Content-Transfer-Encoding: 8bit
X-Trace: fred.mathworks.com 1248208219 15808 172.30.248.38 (21 Jul 2009 20:30:19 GMT)
X-Complaints-To: news@mathworks.com
NNTP-Posting-Date: Tue, 21 Jul 2009 20:30:19 +0000 (UTC)
X-Newsreader: MATLAB Central Newsreader 1446885
Xref: news.mathworks.com comp.soft-sys.matlab:557303


"David Kunik" <kunik@ualberta.ca> wrote in message <h457ia$edm$1@fred.mathworks.com>...
> "Shanmugam Kannappan" <shanmugambe@gmail.com> wrote in message <h455ke$ab2$1@fred.mathworks.com>...
> > "David Kunik" <kunik@ualberta.ca> wrote in message <h454s2$k0u$1@fred.mathworks.com>...
> > > Hey,
> > > 
> > > So i have a very large data set (1.9GB) so i am unable to load this in to Matlab for modification that way (this computer only has 1gb of ram).  I need to do a couple simple regexprep calls (A_A -> 1) which is easy enough but each row of data is like 1.5MB and it takes bloody forever for regexprep to go through (there is allot of A_A's..).  By "forever" i mean ~41 minutes.  For 1/624 rows.
> > > 
> > > I can show you some of the code i have and you can laugh all you like.  I've just started matlab for my new job so i'm just glad the code works.
> > > 
> > > function readlines()
> > > fid = fopen('C:\Documents and Settings\xxx\xxx\Assignment 03\BreastCancerDataset_SharedData.csv','r');
> > > fid2 = fopen('C:\Documents and Settings\xxx\xxx\SNPDataConv.csv', 'w');
> > > line = fgets(fid); % Get headers first.  Yes, cheap hack.
> > >     for i = 1:624
> > >         tic;
> > >         line = fgets(fid);
> > >                                  disp('Debug: Read line')

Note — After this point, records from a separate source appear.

PR #50, opened 2017-06-23
[8.0][FIX] product_multi_company: Fix hook on deactivated records

lasley:
* Add domain to include both active and inactive records into the install hook

Re #48 

Same note from #49 - I'm having a bit of trouble figuring out how to actually test this. Is there a way to insert/change a record in the db before the module install?

### DIFF
--- a/product_multi_company/tests/test_product_multi_company.py
+++ b/product_multi_company/tests/test_product_multi_company.py
@@ -2,6 +2,8 @@
 # (c) 2015 Serv. Tecnol. Avanzados - Pedro M. Baeza
 # License AGPL-3 - See http://www.gnu.org/licenses/agpl-3.0.html
 
+from ..hooks import post_init_hook
+
 from openerp.tests import common
 from openerp.osv.osv import except_orm as AccessError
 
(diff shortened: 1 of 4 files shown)


pedrobaeza (approved):

StefanRijnhart:
Can we have active_test=False in this one as well?

lasley:
Updated to new strategy and added a test. Will port into the 9.0 PR once we get a CI 🍏

product_multi_company/tests/test_product_multi_company.py
```diff
@@ -77,3 +79,9 @@ def test_uninstall(self):
         domain = (" ['|',('company_id','=',user.company_id.id),"
                   "('company_id','=',False)]")
         self.assertEqual(rule.domain_force, domain)
+
+    def test_init_hook(self):
+        deactivated_product = self.env.ref('product.product_product_4d')
```
StefanRijnhart, line 84: While the product is inactive, its template is not inactive so it does not test the problem that was fixed in this change. How about Pedro's suggestion, to inject some data at this point and then call the hook method again?

lasley: The SQL in that suggestion is quite intense due to M2M relation. I'll look into it though yeah

pedrobaeza: Well, I think it's not very difficult:
```python
product = env['product.product'].create({
    'name': 'Test',
    'active': False,
})
env.cr.execute(
    "DELETE FROM <table_rel> "
    "WHERE product_id = %s",
    (product.id, ),
)
<call_hook>()
# Check that product.company_ids is filled.
```

pedrobaeza:
Closing this as not completed and very old.

PR #51, opened 2017-06-23
[9.0][FIX] product_multi_company: Fix hook on deactivated records

lasley:
* Add domain to include both active and inactive records into the install hook

Re #48


pedrobaeza (approved):

pedrobaeza:
Merging this old one as proper fix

> > >         line = regexprep(line, 'A_A', '1');
> > >                                  disp('Debug: Replaced A_A') % These 3 parts take about 15 minutes EACH.

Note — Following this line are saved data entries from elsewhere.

PR #52, opened 2017-06-23
[9.0][FIX] partner_multi_company: Fix hook on deactivated partners

lasley:
* Add domain to include both active and inactive partners into the install hook

Re #48

### DIFF
--- a/partner_multi_company/README.rst
+++ b/partner_multi_company/README.rst
@@ -52,6 +52,7 @@ Contributors
 
 * Oihane Crucelaegui <oihanecruce@gmail.com>
 * Pedro M. Baeza <pedro.baeza@tecnativa.com>
+* Dave Lasley <dave@laslabs.com>
 
 Maintainer
 ----------
--- a/partner_multi_company/__openerp__.py
+++ b/partner_multi_company/__openerp__.py
@@ -6,7 +6,7 @@
 {
     "name": "Partner multi-company",
     "summary": "Select individually the partner visibility on each company",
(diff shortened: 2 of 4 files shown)


pedrobaeza (approved):

lasley:
Suggestions in  #49 have been brought in here. Forgive the squash, it was easier to just bring the direct commit over instead of hashing out the diff just to squash again

StefanRijnhart (approved):

pedrobaeza:
Travis is failing as demo data is not working. What I do for testing hooks is to set initial situation by SQL, and then call the hook.

elicoidal (approved):

pedrobaeza:
@elicoidal please don't merge if I have commented that there's an error.

elicoidal:
Oups sorry: I saw the 2 approved green and didnot see the comment.
May I suggest that if you have a blocking point you revert the approval to red in the future?

Do you want me to revert?

pedrobaeza:
The best indicator is that Travis is red, and you shouldn't merge anything in red unless it's very justified, so no need for me to add a "Request changes" point. Just see that section. As the problem is in the tests, a new PR solving it is enough.

StefanRijnhart:
Tests fixed here: https://github.com/OCA/multi-company/pull/70

lasley:
It's just tests, I'll submit a PR today. I think that'd be cleaner than a revert

lasley:
Orrrr. refresh the page and @StefanRijnhart already did it for me. Woot!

> > >         line = regexprep(line, 'A_B', '2');
> > >                                  disp('Debug: Replaced A_B')
> > >         line = regexprep(line, 'B_B', '3');
> > >                                  disp('Debug: Replaced B_B')
> > >         fwrite(fid2, line);
> > >         toc;
> > >         disp(line)
> > >     end
> > > fclose(fid);
> > > fclose(fid2);
> > > end
> > > 
> > > So, theoretically, there is nothing wrong with my code as it works as i want it to (everything is successfully replaced/outputted/written) but 40 minutes for 1 line is ridiculous.  Any help optimizing this would be greatly appreciated.
> > 
> > Hi!
> > 
> > I am not really clear with your explanation but
> > from the code it seems like replacing something & writing it to other file,
> > why dont you try fread instead of fgets.
> > fread will read all the strings from the file to a single variable & replace using regexprep.....
> > 
> > Shan....
> Good idea, however loading 2GB of data in to fread does not help me that much as this computer doesn't have enough memory.  Obviously it's time for a computer upgrade, but there must be a way to make this faster?  Maybe i just need to accept that this is how long it takes to modify 1.5mb text strings on the fly..

strrep might be faster than regexprep, unless regexprep is doing a check for trivial cases. I'm not sure how much that would help.